**Task description**
Output all the data exactly.

**Data listing**
Issue #352, opened 2026-08-14
Phase 4 — Sources tab, Connections settings, and Home simplification


Destrayon:
Part of #348. Blocked by #351.

## What

Add the Sources tab and the Connections settings tab, simplify the container create flow, and add source scoping to search.

## Why

This is the phase that actually fixes the three problems in #348. Until the file browser stops serving external connectors, the ownership framing and the browse-level permission leak both persist.

## How

Ships as **three PRs**:

| PR | Content | Est. |
|---|---|---|
| 4a | Connections settings tab | ~300 |
| 4b | Sources tab | ~300 |
| 4c | `Home.razor` simplification + Search facet | ~200 |

- **New `Sources.razor`** listing name, connection, scope, last sync time, status, document count, and errors. Actions: sync now, edit scope, enable/disable, delete. **No file listing** — content is reachable only through search, which already enforces per-user cloud scope.
- **New Connections tab** in Settings for connection CRUD, reusing the existing `S3ConnectionTester` and `AzureBlobConnectionTester` unchanged.
- **`Home.razor` gets simpler.** The create-container modal stops asking which connector to use and drops its S3/Azure/Filesystem config fields and Test Connection button — creating a container now always means managed storage.
- `FileBrowser.razor` serves only managed containers, so some read-only branching can go.
- `Search.razor` gains an owner-kind badge on results and a source facet for scoping queries.

Accepted residual risk, agreed during design: an aggregate document count is still a weak signal about a source's contents. Judged an acceptable trade for the tab being useful at all.

## Done when

No external connector is reachable through the file browser.

Destrayon:
Carried from the PR 3a planning for #351.

**Remove `FilesystemConnectorConfig.AllowUpload` / `AllowDelete` / `AllowCreateFolder` as part of this phase's `FileBrowser.razor` rework.**

The epic scopes these flags for removal in Phase 3, but they turned out to be UI config rather than enforcement config. They are read in more than ten places in `FileBrowser.razor` — the create-folder and upload buttons, the empty-state copy, the bulk-delete bar, per-row delete affordances, and a settings panel with an editable checkbox for each. Removing them in a backend contract PR would have pulled a substantial UI rework along with it.

They are already inert. Phase 2's backfill moved every Filesystem container to a source, and PR 3a deletes `ContainerWriteGuard`, which was the only thing that enforced them. What remains is dead config deciding which buttons render for containers that can no longer be of that type.

[...]

Issue #351, opened 2026-08-14
Phase 3 — Connector contract split and cursor-based sync engine


Destrayon:
Part of #348. Blocked by #350.

## What

Split write capability out of `IConnector`, add cursor-based incremental sync, rebuild the watcher around sources, delete `ContainerWriteGuard`, and add the `/api/sources` endpoints plus the `kind` discriminator.

## Why

The current sync model polls every five minutes, lists the entire remote corpus, and diffs it against an in-memory snapshot. That is O(corpus) per poll, it discards the durable cursor nearly every provider API offers, and it does not survive a restart.

## How

Ships as **three PRs**:

| PR | Content | Est. |
|---|---|---|
| 3a | `IWritableConnector` split, delete `ContainerWriteGuard`, drop Filesystem write flags | ~250, mostly deletions |
| 3b | `ISyncCursorConnector` + `SourceSyncService` | ~300 |
| 3c | `/api/sources` endpoints + MCP `kind` discriminator | ~250 |

- `WriteFileAsync`/`DeleteFileAsync` move to `IWritableConnector : IConnector`, implemented only by `MinioConnector`. A source becomes *incapable* of being written to rather than being told not to at runtime.
- **Delete `ContainerWriteGuard`** (~120 lines plus `ContainerWriteGuardTests`). It exists only because both kinds share one endpoint set; once routing separates them, it has no job.
- Add `ISyncCursorConnector` with `GetChangesAsync(string? cursor, ct)` returning `SyncDelta(Upserted, DeletedPaths, NextCursor, RequiresFullResync)`. `RequiresFullResync` exists because Microsoft Graph returns `HTTP 410 Gone` and Dropbox returns a `409 reset` on stale cursors — ignoring that produces a corpus that silently drifts out of sync.
- `ConnectorWatcherService` becomes `SourceSyncService`, re-keyed to sources. Its existing list-and-diff logic is retained as the explicit fallback for connectors without cursor support. S3 and Azure Blob stay on that path; neither offers a real delta API.
- Remove the Filesystem `AllowUpload`/`AllowDelete`/`AllowCreateFolder` flags and their guard branches.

**Your solution**
Issue #352, opened 2026-08-14
Phase 4 — Sources tab, Connections settings, and Home simplification


Destrayon:
Part of #348. Blocked by #351.

## What

Add the Sources tab and the Connections settings tab, simplify the container create flow, and add source scoping to search.

## Why

This is the phase that actually fixes the three problems in #348. Until the file browser stops serving external connectors, the ownership framing and the browse-level permission leak both persist.

## How

Ships as **three PRs**:

| PR | Content | Est. |
|---|---|---|
| 4a | Connections settings tab | ~300 |
| 4b | Sources tab | ~300 |
| 4c | `Home.razor` simplification + Search facet | ~200 |

- **New `Sources.razor`** listing name, connection, scope, last sync time, status, document count, and errors. Actions: sync now, edit scope, enable/disable, delete. **No file listing** — content is reachable only through search, which already enforces per-user cloud scope.
- **New Connections tab** in Settings for connection CRUD, reusing the existing `S3ConnectionTester` and `AzureBlobConnectionTester` unchanged.
- **`Home.razor` gets simpler.** The create-container modal stops asking which connector to use and drops its S3/Azure/Filesystem config fields and Test Connection button — creating a container now always means managed storage.
- `FileBrowser.razor` serves only managed containers, so some read-only branching can go.
- `Search.razor` gains an owner-kind badge on results and a source facet for scoping queries.

Accepted residual risk, agreed during design: an aggregate document count is still a weak signal about a source's contents. Judged an acceptable trade for the tab being useful at all.

## Done when

No external connector is reachable through the file browser.

Destrayon:
Carried from the PR 3a planning for #351.

**Remove `FilesystemConnectorConfig.AllowUpload` / `AllowDelete` / `AllowCreateFolder` as part of this phase's `FileBrowser.razor` rework.**

The epic scopes these flags for removal in Phase 3, but they turned out to be UI config rather than enforcement config. They are read in more than ten places in `FileBrowser.razor` — the create-folder and upload buttons, the empty-state copy, the bulk-delete bar, per-row delete affordances, and a settings panel with an editable checkbox for each. Removing them in a backend contract PR would have pulled a substantial UI rework along with it.

They are already inert. Phase 2's backfill moved every Filesystem container to a source, and PR 3a deletes `ContainerWriteGuard`, which was the only thing that enforced them. What remains is dead config deciding which buttons render for containers that can no longer be of that type.

[...]

Issue #351, opened 2026-08-14
Phase 3 — Connector contract split and cursor-based sync engine


Destrayon:
Part of #348. Blocked by #350.

## What

Split write capability out of `IConnector`, add cursor-based incremental sync, rebuild the watcher around sources, delete `ContainerWriteGuard`, and add the `/api/sources` endpoints plus the `kind` discriminator.

## Why

The current sync model polls every five minutes, lists the entire remote corpus, and diffs it against an in-memory snapshot. That is O(corpus) per poll, it discards the durable cursor nearly every provider API offers, and it does not survive a restart.

## How

Ships as **three PRs**:

| PR | Content | Est. |
|---|---|---|
| 3a | `IWritableConnector` split, delete `ContainerWriteGuard`, drop Filesystem write flags | ~250, mostly deletions |
| 3b | `ISyncCursorConnector` + `SourceSyncService` | ~300 |
| 3c | `/api/sources` endpoints + MCP `kind` discriminator | ~250 |

- `WriteFileAsync`/`DeleteFileAsync` move to `IWritableConnector : IConnector`, implemented only by `MinioConnector`. A source becomes *incapable* of being written to rather than being told not to at runtime.
- **Delete `ContainerWriteGuard`** (~120 lines plus `ContainerWriteGuardTests`). It exists only because both kinds share one endpoint set; once routing separates them, it has no job.
- Add `ISyncCursorConnector` with `GetChangesAsync(string? cursor, ct)` returning `SyncDelta(Upserted, DeletedPaths, NextCursor, RequiresFullResync)`. `RequiresFullResync` exists because Microsoft Graph returns `HTTP 410 Gone` and Dropbox returns a `409 reset` on stale cursors — ignoring that produces a corpus that silently drifts out of sync.
- `ConnectorWatcherService` becomes `SourceSyncService`, re-keyed to sources. Its existing list-and-diff logic is retained as the explicit fallback for connectors without cursor support. S3 and Azure Blob stay on that path; neither offers a real delta API.
- Remove the Filesystem `AllowUpload`/`AllowDelete`/`AllowCreateFolder` flags and their guard branches.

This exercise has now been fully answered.